» TASK ITEM
Search the entries for the word "models". Copy every line that holds it.

» EXERCISE MATERIAL
#####

PR #4, opened 2017-03-24
Feature/surveyor init

kurtwheeler:
This pull request starts adding the surveyor framework. Included with it is the ArrayExpressSurveyor which is only meant as a proof of concept to demonstrate how the surveyor framework will work and to test it. There is still lots to be done on this framework including making sure that we are not creating Batches which represent data we have already downloaded/processed and scheduling SurveyJobs.

Additionally I have not done the following correctly, but I have trello cards to fix that for each of them:
- [Logging](https://trello.com/c/QKS1NKj4/54-set-up-logging)
- [Testing](https://trello.com/c/v6cMyFWB/53-set-up-testing-framework)
- [Docstrings](https://trello.com/c/zC45GOGm/56-format-docstrings-correctly-to-generate-pydocs)

I could do these in this PR but it is already large so I'd rather just create a separate PR to handle each of those. I am planning on tackling those three tickets next once I am able to return to working on the Data Refinery project after my detour in deploying Cognoma.


foreman/data_refinery_foreman/surveyor/surveyor.py
```diff
@@ -0,0 +1,64 @@
...
+        log_message = log_message + " because: " + str(e)
+        print(log_message)
+
+        _end_job(survey_job, False)
+        return survey_job
+
+    try:
+        job_success = surveyor.survey(survey_job)
+    except Exception as e:
+        print("Exception caught while running job # " + survey_job.id +
```
rzelayafavila: Ok, I know these will get changed to logging statements in a future PR from our conversation.

foreman/data_refinery_foreman/surveyor/array_express_surveyor.py
```diff
@@ -0,0 +1,65 @@
...
+    def source_type(self):
+        return "ARRAY_EXPRESS"
+
+    def determine_pipeline(self,
+                           batch: Batch,
+                           key_values: List[BatchKeyValue] = []):
+        return ProcessorPipeline.MICRO_ARRAY_TO_PCL
+
+    def survey(self, survey_job: SurveyJob):
+        # Obviously this shouldn't be hardcoded in but the Array Express
```
kurtwheeler: No actually I think it should be a field on the SurveyJob. However it probably won't be an entity for each source we'll have so I think it should probably be in a key value table. I had considered making a key value table for SurveyJobs like I have for the Batches table but I guess I decided not too. This seems like a good reason to change my mind.

Dockerfile.surveyor
```diff
@@ -0,0 +1,21 @@
...
+RUN groupadd user && useradd --create-home --home-dir /home/user -g user user
+WORKDIR /home/user
+
+ENV CELERY_VERSION 4.0.2
+
+COPY foreman/requirements.txt .
+
+RUN pip install -r requirements.txt
+
+COPY data_models/dist/data-refinery-models-* data_models/
```
kurtwheeler: > Would it make sense for them to be packages on PyPI that we can install?

Yes definitely. I actually had made a PyPI package for this and was installing it but that necessitated having to change the version each time I wanted to make a change even while developing. Once the data models are a bit more stable and I'm ready to release an initial version I will change this back to installing from PyPI.

foreman/environments/dev
```diff
@@ -0,0 +1,10 @@
+DJANGO_SECRET_KEY=#29)1-w_!5x40ibbl0me3p^!f_j@_gpvre1cf+pj3cijp2h_18
```
kurtwheeler: Good call.

kurtwheeler:
@rzelayafavila I've made changes based on your comments. Take a look and lemme know whatchya think.

Dockerfile.surveyor
rzelayafavila: Ok, sounds good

#####

» RESULT OF THIS EXERCISE
+COPY data_models/dist/data-refinery-models-* data_models/
Yes definitely. I actually had made a PyPI package for this and was installing it but that necessitated having to change the version each time I wanted to make a change even while developing. Once the data models are a bit more stable and I'm ready to release an initial version I will change this back to installing from PyPI.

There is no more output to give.